Barakah Offshope Petroleum Berhad & Anor v Mersing Construction & Engineering Sdn Bhd [2019] 3 AMR 673

[Pre-conditions to apply for a Restraining Order] Alvin was counsel for the 1st Intervener in this suit. Alvin raised the point that the pre-condition of Section 368(2)(a) to (d) of the Companies Act 2016 needs to be complied with even in the application for restraining order under Section 368(1) and not just subsequent extensions of the same. The Court accepted the said argument and amongst others held : (i)It cannot be the legislative intent that only s368(2)(a) and (d) of the Act need be complied with when applying for a restraining order. The conditions under s368(2)(a) to (d) need all be complied with. To hold otherwise would do violence to the manner in which s368(2)(a) to (d) was drafted and would call, unjustifiably, for ignoring the fact that the conditions set out in s368(2)(a) to (d) are cumulative, having regard to the semicolon after each subsection and the use of the conjunction “and” placed between s368(2)(c) and (d). (ii)Upon its proper construction, the conditions set out in s368(2)(a) to (d) of the Act need to be complied with when an application is made for a restraining order under s368(1) of the Act. Such a result is consonant with the plain language used and the legislative intent and purpose for the conditions in s368(2)(a) to (d) of the Act. In this regard, the applicants, having conceded that the conditions in s368(2)(c) and (d) of the Act were not complied with when making and securing the ex parte order, the restraining order thus cannot stand.

Merais Sdn Bhd v Lai King Lung (Practising as an advocate and solicitor under the name and style of Messrs Chris Lai, Yap & Partners Advocates and Solicitors) & Anor [2019] 2 AMR 761; [2019] 7 CLJ 1 (Court of Appeal)

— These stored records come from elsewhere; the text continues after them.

PR #48, opened 2017-11-22
openssh/sshd: rewrite module + minor changes

pirat89:
See specification in comment below. The module has been refactored at first with minor fixes and the last commit contain fix applied on *refactored* code.

*done:*
 - [x] refactoring
 - [x] fix the logic of the module
 - [x] write specification

### DIFF
--- a/RHEL6_7/services/openssh/sshd/check
+++ b/RHEL6_7/services/openssh/sshd/check
@@ -1,7 +1,6 @@
 #!/bin/bash
 
 . /usr/share/preupgrade/common.sh
-check_applies_to "openssh-server"
 
 #END GENERATED SECTION
 
@@ -9,20 +8,18 @@ check_applies_to "openssh-server"
 CLEANCONF_D="$VALUE_TMP_PREUPGRADE/cleanconf"
 SSHD_CONFIG_FILE="/etc/ssh/sshd_config"
 CLEANCONF_SSHD="${CLEANCONF_D}${SSHD_CONFIG_FILE}"
-
 RESULT=$RESULT_PASS
 
 cp -a --parent $SSHD_CONFIG_FILE $CLEANCONF_D
 
 if grep -q "^[[:space:]]*RequiredAuthentications2" $SSHD_CONFIG_FILE; then
-    solution_file "
-RequiredAuthentications2 is replaced by AuthenticationMethods in $CLEANCONF_SSHD.
-If you want to fix the config file yourself, type:
+    msg="* RequiredAuthentications2 is replaced by AuthenticationMethods in"
+    msg+=" $CLEANCONF_SSHD. If you want to fix the config file yourself, type:"
+    msg+="\n  # sed -i -e 's/^[[:space:]]*RequiredAuthentications2/AuthenticationMethods/i' ${SSHD_CONFIG_FILE}"
+    msg+="\nFor more information about AuthenticationMethods, see the SSHD_CONFIG(5) man page."
+    echo -e "$msg\n" >> solution.txt
 
-# sed -i -e 's/^[[:space:]]*RequiredAuthentications2/AuthenticationMethods/i' $SSHD_CONFIG_FILE
-
-For more information about AuthenticationMethods, see the SSHD_CONFIG(5) man page.
-"
+    #FIXME: fix text and the logic - slight risk + fixed?...
     log_slight_risk "RequiredAuthentication2 will be replaced by AuthenticationMethods."
 
     sed -i -e 's/^\([[:space:]]*\)RequiredAuthentications2/\1AuthenticationMethods/i' $CLEANCONF_SSHD \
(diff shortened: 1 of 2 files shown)


pirat89:
@jmazanek: The issue is related to *risk + exit code* issue. So skip this module now in case you strike this during fixing all risk + exit code issues.

pirat89:
short story long:
-----------------
The module is applied when openssh-server is installed. Unless [0] contains any
of these options:
    - RequiredAuthentications1
    - RequiredAuthentications2
    - AuthorizedKeysCommand
result is PASS as used configuration is compatible with one that can be used
on RHEL 7.

In case the RequiredAuthentications1 is detected, inspection is recommended (slight risk + exit fail) as the option is used for unsupported protocol SSH-1. Result file has to be stored as [2] and with corresponding line commented out.

In case that RequiredAuthentications2 is detected, the option should be replaced by AuthenticationMethods in the modified config [1 or 2]. In case the replacement fails, manual action is required and file is definitely stored as [2] (high risk + exit fail).

When the AuthorizedKeysCommand is detected and when AuthorizedKeysCommandRunAs
    a) is detected, replace the second one by AuthorizedKeysCommandUser
    b) is missing, add line 'AuthorizedKeysCommandUser %u'
in [1 or 2]. When anything fails, the (modified) config file is stored as [2].
    
In case the RequiredAuthentications1 is not detected and no fail is detected the file is stored as [1] with result fixed. When fixing of file fails, it is always stored as [2] and manual action is requested.
    
In case the copying of the file fails, error is logged and then scripts exits with error result.    
    
In case the script doesn't end with error result, postupgrade script
  a) do nothing when [1] exists
  b) back up [0] as [3] and replace it by [2]
In case of (b), do additionaly one more time scan of the [0] and replace/remove
relevant options when they occurs. Just to be sure, the final file doesn't contain any of these.

long story short:
----------------------
```
INST | RA1 | RA2 | AKC | AKCRU | BAK_FAIL | FIX_FAIL || BAK | RESULT    
=====================================================||====================    
 no  | -   | -   | -   | -     | -        | -        || -   | not_applicable   
 yes | -   | -   | -   | -     | yes      | -        || -   | error    
 yes | no  | no  | no  | -     | no       | -        || [1] | pass    
 yes | no  | no  | yes | yes   | no       | no       || [1] | fixed    
 yes | no  | no  | yes | no    | no       | no       || [1] | fixed    
 yes | no  | yes | no  | -     | no       | no       || [1] | fixed    
 yes | no  | yes | yes | yes   | no       | no       || [1] | fixed    
 yes | no  | yes | yes | no    | no       | no       || [1] | fixed    
    
 yes | yes | no  | no  | -     | no       | no       || [2] | needs_inspection 
 yes | yes | no  | yes | yes   | no       | no       || [2] | needs_inspection 
 yes | yes | no  | yes | no    | no       | no       || [2] | needs_inspection 
 yes | yes | yes | no  | -     | no       | no       || [2] | needs_inspection 
 yes | yes | yes | yes | yes   | no       | no       || [2] | needs_inspection 
 yes | yes | yes | yes | no    | no       | no       || [2] | needs_inspection 
    
 yes | no  | no  | yes | yes   | no       | yes      || [2] | needs_action     
 yes | no  | no  | yes | no    | no       | yes      || [2] | needs_action     
 yes | no  | yes | no  | -     | no       | yes      || [2] | needs_action     
 yes | no  | yes | yes | yes   | no       | yes      || [2] | needs_action     
 yes | no  | yes | yes | no    | no       | yes      || [2] | needs_action     
 yes | yes | no  | no  | -     | no       | yes      || [2] | needs_action     
 yes | yes | no  | yes | yes   | no       | yes      || [2] | needs_action     
 yes | yes | no  | yes | no    | no       | yes      || [2] | needs_action     
 yes | yes | yes | no  | -     | no       | yes      || [2] | needs_action     
 yes | yes | yes | yes | yes   | no       | yes      || [2] | needs_action     
 yes | yes | yes | yes | no    | no       | yes      || [2] | needs_action     
    
legend:    
  INST:     openssh-server is installed    
  RA1:      RequiredAuthentications1 detected    
  RA2:      RequiredAuthentications2 detected    
  AKC:      AuthorizedKeysCommand detected    
  AKCRU:    AuthorizedKeysCommandRunAs detected    
  BAK_FAIL: back up failed    
  FIX_FAIL: fix failed    
  BAK:      store (modified) [0] into [1] or [2]
```

[0] /etc/ssh/sshd_config    
[1] /root/preupgrade/cleanconf/etc/ssh/sshd_config    
[2] /root/preupgrade/dirtyconf/etc/ssh/sshd_config    
[3] /etc/ssh/sshd_config.preupg_bp

AloisMahdal:
`qa_ack`: add test based on case table above.

(@pirat89, nice work there!)

jmazanek (dismissed):

AloisMahdal:
I need to clarify few things, @pirat89:

> In case that RequiredAuthentications2 is detected, the option should be replaced by
> AuthenticationMethods in the modified config [1 or 2]. In case the replacement fails,
> manual action is required and file is definitely stored as [2] (high risk + exit fail).

How can I reproduce fail of replacement?  (Also shouldn't that be `error`? AFAIK the replacement reds from /etc and writes in /root/preupgrade.)

> In case the script doesn't end with error result, postupgrade script
> a) do nothing when [1] exists
> b) back up [0] as [3] and replace it by [2]

`[1]` is clean, `[2]` is dirty, so shouldn't it be other way around?

> In case of (b), do additionaly one more time scan of the [0] and replace/remove
> relevant options when they occurs. Just to be sure, the final file doesn't contain any of these.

[Law on retrospective sanction from the Liquidator to commence proceedings on behalf of a wound-up company] Justin was counsel for the Respondents in this case who applied to strike out the Appeal on the basis that no proper sanction has been obtained by the Respondent/Appellant to appeal to the Court of Appeal. The Court of Appeal dismissed the application and amongst others held that :- (i)With the presence of s 236 of the Companies Act, it is the liquidator who has the authority to bring or defend any action or proceedings in court. The term “bringing” must necessarily include continuing with any action or proceedings already brought or commenced and any such action or proceedings must also extend to the conduct and continuation of appeals. (ii)The Official Receiver as the liquidator of the appellant has the necessary authority to consider and grant a sanction which is effective on a date other than the date it was made i.e. retrospective sanction. Bearing in mind that the Official Receiver had already granted the necessary sanction, the respondents’ application thus is without merit and must be dismissed.

Mann Holdings Pte Ltd & Anor v Ung Yoke Hong [2019 ] 8 MLJ 186

[setting aside of Judgment under Reciprocal Enforcement of Judgment Act]    Justin Voon was the counsel for the Defendant. We believe that this is the first case in Malaysia where an attempt to register the Singapore Judgment was made whilst the Malaysian Suit was on-going which inter-alia canvass the same issues. The following issues  emerge from this decision  :   (i)Res Judicata applies in a REJA case – whether the decision in the JB Suit on 2 occasions that the Singapore Suit will not prevail over the JB Suit would be binding here in the REJA Case; (ii)Whether Res Judicata is a facet of public policy and therefore, whether the said Foreign Singapore Judgment can be set aside under Section 5 (1)(a)(v) of the REJA “that the enforcement of the judgment would be contrary to public policy in Malaysia”    The High Court set aside the registered Judgment based on Res Judicata accepted as part of public policy [overturned on appeal]   [Note: This High Court decision has been overturned by the Court of Appeal vide Civil Appeal No. J-02(IM)-1509-07/2018]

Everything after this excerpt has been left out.